§ Required action
Below are some entries; write out each one of them exactly.
"""
PR #538, opened 2022-05-30
Fix / consistent usage of f-strings

riccardoporreca:
Follow-up from #526

* Fix missing `f` for massage strings with placeholders otherwise unresolved.
* Favor f-strings over `.format()` when sensible to do so.
* Replace %-formatting with f-strings.

### DIFF
--- a/quetz/jobs/runner.py
+++ b/quetz/jobs/runner.py
@@ -50,7 +50,7 @@ def sqlite_all(element, compiler, **kw):
 
 @compiles(all_true, 'postgresql')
"""
§ Task output
PR #538, opened 2022-05-30
Fix / consistent usage of f-strings

riccardoporreca:
Follow-up from #526

* Fix missing `f` for massage strings with placeholders otherwise unresolved.
* Favor f-strings over `.format()` when sensible to do so.
* Replace %-formatting with f-strings.

### DIFF
--- a/quetz/jobs/runner.py
+++ b/quetz/jobs/runner.py
@@ -50,7 +50,7 @@ def sqlite_all(element, compiler, **kw):
 
 @compiles(all_true, 'postgresql')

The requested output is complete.